Ci zaś, którzy nie w pełni jeszcze znają swoje mocne strony i ograniczenia, szybko orientują się, czy dany zawód jest dla nich stworzony. To zasługa praktyki – której zdecydowanie brakuje na uczelniach wyższych – a dzięki której sprawdzamy na sobie samym, czy dobry z nas będzie masażysta, technik dentystyczny.

 

Wyjście awaryjne? BŁĄD

W przeszłości do szkół policealnych dla młodzieży aplikowały osoby, którym nie poszczęściło się na maturze i w związku z tym nie mogły startować na wymarzony kierunek studiów. I owszem – w szkołach przygotowujących do zdobycia zawodu matura nie jest warunkiem koniecznym – nie jest też jednak żadną przeszkodą. Na szkołę policealną decyduje się z roku na rok coraz więcej osób z ukończonym pomyślnie egzaminem dojrzałości. Kandydaci często wcale nie rozważają studiowania w ramach swej ścieżki kariery, ponieważ nie stanowi ono gwarancji zdobycia dobrze płatnej pracy. W sytuacji gdy 40% osób w wieku 30-34 legitymuje się wykształceniem wyższym, chcą skupić się na zdobyciu kwalifikacji i praktycznych umiejętności atrakcyjnych dla potencjalnych pracodawców.

 

Co ciekawe, szkoły policealne są rozważane coraz częściej nie jako substytut studiowania, a jako druga równoprawna ścieżka edukacyjna.
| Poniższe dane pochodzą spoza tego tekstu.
Issue #742, opened 2024-12-25
FOSS Hack Tracker Issue


harshtandiya:
### Issue description

Do not open foss hack 2025 registrations before this issue closes 

Things to do- 

- [x] Hackathon attendees to be added to their own email groups
- [x] Handle Email notifications
- [x] Test workflow

PR #751, opened 2024-12-26
Refactor!: use dynamic `reference_document` in Newsletters, Email Groups doctypes

harshtandiya:

- [x] ⚙️Chore
- [x] 🧑‍💻Refactor

## Description

- Added 2 new fields to `Newsletter`, `Email Group` and `Email Templates`:
    1. `reference_document`
    2. `document_type`

- `Document Type` field is a link field to `DocType` doctype, which will enable us to define what kind of doctype we want to link the 3 email centric doctypes with
- `Reference Document` is a [Dynamic Link](https://docs.frappe.io/erpnext/user/manual/en/dynamic-link-fields) field, which has the option of `document_type`. What this simply means is that this field will link to a document of type defined in `document_type` field.
- This architecture will enable us to make the dynamic linking of Newsletters etc with events/hackathons and more using same field `reference_document`.

This PR also refactors the methods and tests which were using emailing methods to use the latest fields.

This PR also has a patch, which will once after the migration is done when update happens. This patch will simply go through all the Newsletters, Email Groups and Email Templates; and then copy the value of `event` field and set the same value to the `reference_document`. Read more about patches [here](https://docs.frappe.io/framework/user/en/database-migrations) 

Breaking change: this PR makes the `chapter` field in hackathons mandatory. So in future, we will need to make the hackathons to be linked with a chapter.

## Related Issues & Docs
Related #742

### DIFF
--- a/fossunited/api/emailing.py
+++ b/fossunited/api/emailing.py
@@ -135,7 +135,7 @@ def create_newsletter_campaign(
             "doctype": "Newsletter",
             "document_type": document_type,
             "reference_document": reference_document,
-            "chapter": chapter,
+            "chapter": _chapter,
             "sender_name": chapter_dict.chapter_name,
             "sender_email": chapter_dict.email,
             "email_group": recipient_groups,
--- a/fossunited/api/emailing.py
+++ b/fossunited/api/emailing.py
@@ -100,9 +100,10 @@ def create_newsletter_campaign(
     Create a newsletter document linked to the particular event / chapter
 
     Args:
-        data: data to be set in the doctype
-        event: event id
-        chapter: chapter id
+        data(dict): data to be set in the doctype
+        reference_document(str): if of the reference document of type `document_type`
+        document_type(str): type of reference document linked. default: 'FOSS Chapter Event'
+        chapter(str): id of chapter it is linked to
     """
     _reference_document = reference_document
     _chapter = chapter
@@ -161,7 +162,8 @@ def get_newsletter_campaigns(
     Get all newsletter / email campaigns specific to an event or a chapter
 
     Args:
-        event: id of the event
+        reference_document: id of the document linked
+        document_type: doctype of reference_document. default: FOSS Chapter Event
         chapter: id of the chapter
 
     Returns:
@@ -278,7 +280,8 @@ def get_email_groups(
     Get email group for a specific event or chapter
 
     Args:
-        event: id of the event
+        reference_document: id of the document linked
+        document_type: doctype of reference_document. default: FOSS Chapter Event
         chapter: id of the chapter
 
     Returns:
--- a/fossunited/api/emailing.py
+++ b/fossunited/api/emailing.py
@@ -16,31 +16,47 @@ EMAIL_GROUP_TYPES = Literal[
 
 
 def create_email_group(
-    event_id: str,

Młode osoby, chcąc maksymalnie zwiększyć swoje szanse na rynku pracy, studiują i uczą się równolegle. Zdobywają w ten sposób zawód i poszerzają horyzonty w jednej lub kilku dziedzinach jednocześnie.

 

Niski poziom nauczania? BŁĄD

Szkoły policealne oferują inny model nauczania niż uczelnie wyższe. Te pierwsze charakteryzuje „podejście wertykalne” polegające na zgłębianiu konkretnego przedmiotu i doskonaleniu umiejętności praktycznych. Te drugie skupiają się na podstawach teoretycznych i reprezentują „podejście horyzontalne” – czyli bardziej abstrakcyjne, ogólne. Będąc studentem, należy się liczyć z tym, że konkretnych umiejętności nabędzie się dopiero w pracy. Będąc słuchaczem szkoły policealnej, ma się gwarancję, że pierwszego leku, masażu, odlewu nie będzie się robiło dopiero w swojej pierwszej pracy.

 

Poziom nauczania w każdej szkole zależy oczywiście od polityki kadrowej i sposobu zarządzania placówką. Chcąc jednak utrzymać się na rynku w dobrej kondycji i z dobrą opinią, szkoła policealna taka jak nasza musi nie tylko ciągle poszerzać ofertę edukacyjną o przydatne i pożądane kierunki (np. higienistka stomatologiczna, technik weterynarii, technik dentystyczny). Musi też dbać o dobór i nieustanny rozwój kadry nauczycielskiej, zaplecza dydaktycznego oraz właściwe wyposażenie. Bez tego wszystkiego uczniowie nie będą w stanie pomyślnie zdawać państwowych egzaminów zawodowych ani sprostać wysokim wymaganiom pracodawców.

 

Dla kogo zatem szkoła policealna a dla kogo studia? Ta pierwsza z pewnością jest dla osób zdecydowanych – praktyków, którzy preferują zdobywanie umiejętności szybko i konkretnie.